Enrollment in high-risk insurance pools lagging behind predictions

By Amy Goldstein for the Washington Post

More Americans have been signing up for special health plans designed for people with medical problems that caused them to be spurned by the insurance industry, according to new government figures. But enrollment continues to lag significantly behind original predictions.

The number of people who have bought the plans, known as high-risk pools, has increased from slightly fewer than 8,000 nationwide as of early November to nearly 12,500 as of the beginning of this month, according to figures released Thursday by federal health officials.

Several months ago, the special insurance pools became one of the earliest facets of the new health-care law to take effect. They are intended as a temporary coping mechanism for people with medical conditions that traditional insurance companies do not want to cover. The program is temporary, because, starting in 2014, the law will forbid insurers to reject customers based on whether they are healthy or sick.

Last spring, the Medicaid program’s chief actuary forecast that 375,000 Americans would have joined new high-risk pools by the end of 2010.

Late last year, administration officials said the plans’ relative lack of popularity reflected early growing pains; they predicted that enrollment would grow swiftly as more people found out that they exist.
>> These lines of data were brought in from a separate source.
PR #3441, opened 2022-06-28
test(cli): add tests for run.ts

rwaskiewicz:
## Pull request checklist

## Pull request type

 

 

- [ ] Bugfix
- [ ] Feature
- [ ] Build related changes

`run.ts` is not under test.

GitHub Issue Number: N/A

## What is the new behavior?

this commit adds initial unit tests for `run.ts`. the goal of these
tests are to get the minimal amount of coverage under the `run` and
`runTask` functions so that we can (eventually) begin to change the
function signatures on the functions they invoke.

specifcially, the stencil team is looking to make the configuration
object that is used throughout the compiler stricter by making fields
no longer optional on the type. as a part of that effort, we are
reassessing what data fields functions need. we know that we will be
changing the signatures of the tasks for 'help' and 'telemetry'. by
adding tests around the invocation of these tasks, we can have greater
trust in the changes that we're making

- [ ] Yes
- [X] No

## Testing

Unit tests pass

## Other information

#3436 is the driving force behind this PR. I'd like to land this PR first, then I'll update #3436 to include the test suite, and update the tests accordingly

### DIFF
--- a/src/cli/test/run.spec.ts
+++ b/src/cli/test/run.spec.ts
@@ -1,0 +1,154 @@
+import type * as d from '../../declarations';
+import * as coreCompiler from '@stencil/core/compiler';
+import { mockCompilerSystem, mockConfig, mockLogger as createMockLogger } from '@stencil/core/testing';
+import * as ParseFlags from '../parse-flags';
+import { run, runTask } from '../run';
+import * as HelpTask from '../task-help';
+import * as TelemetryTask from '../task-telemetry';
+import { createTestingSystem } from '../../testing/testing-sys';
+
+describe('run', () => {
+  describe('run()', () => {
+    let cliInitOptions: d.CliInitOptions;
+    let mockLogger: d.Logger;
+    let mockSystem: d.CompilerSystem;
+
+    let parseFlagsSpy: jest.SpyInstance<
+      ReturnType<typeof ParseFlags.parseFlags>,
+      Parameters<typeof ParseFlags.parseFlags>
+    >;
+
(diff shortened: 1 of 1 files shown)


src/cli/test/run.spec.ts
```diff
@@ -0,0 +1,154 @@
...
+      cliInitOptions = {
+        args: [],
+        logger: mockLogger,
+        sys: mockSystem,
+      };
+
+      parseFlagsSpy = jest.spyOn(ParseFlags, 'parseFlags');
+      parseFlagsSpy.mockReturnValue({
+        task: 'help',
+      });
```
alicewriteswrongs, line 34: should this `.mockReturnValue` bit here be nested under the `'help task'` describe block, below? j/w because it seems specific to testing the 'help' task, although I guess we could also leave it here as a default value for future tests of other tasks

alicewriteswrongs (changes requested):
good to get things like this under test! just had one question

src/cli/test/run.spec.ts
rwaskiewicz: > although I guess we could also leave it here as a default value for future tests of other tasks

that was my thought, since 'help' returns early, it seemed like a reasonable/safe default for other tests.  I'll add a comment here explaining that

rwaskiewicz: 👍 dc3055292

alicewriteswrongs (approved):
lgtm!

Some state health officials and would-be customers said the more fundamental problem is that insurance for people with medical problems remains too expensive for some.

The law gave states the choice of starting an insurance plan for preexisting conditions or letting their residents enter a federal plan. Twenty-seven states have started their own. The new high-risk pool has attracted the greatest number of participants in Pennsylvania, where nearly 2,050 people have signed up, about 400 more than three months earlier.

In the Washington area, the District and Maryland have created their own pools, with 10 and 145 customers, respectively. Virginia, relying on the federal pool, has 204 participants.